### Exercise instructions
Give only the count of lines that contain "injections" in the material.

### Entries provided
···

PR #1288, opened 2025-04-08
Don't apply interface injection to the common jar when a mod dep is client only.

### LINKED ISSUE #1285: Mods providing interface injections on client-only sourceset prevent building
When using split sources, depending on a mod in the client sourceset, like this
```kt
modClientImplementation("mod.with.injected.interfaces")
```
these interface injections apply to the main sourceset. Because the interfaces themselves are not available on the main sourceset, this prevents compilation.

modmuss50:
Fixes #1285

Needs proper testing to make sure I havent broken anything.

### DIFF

···

### Response area
2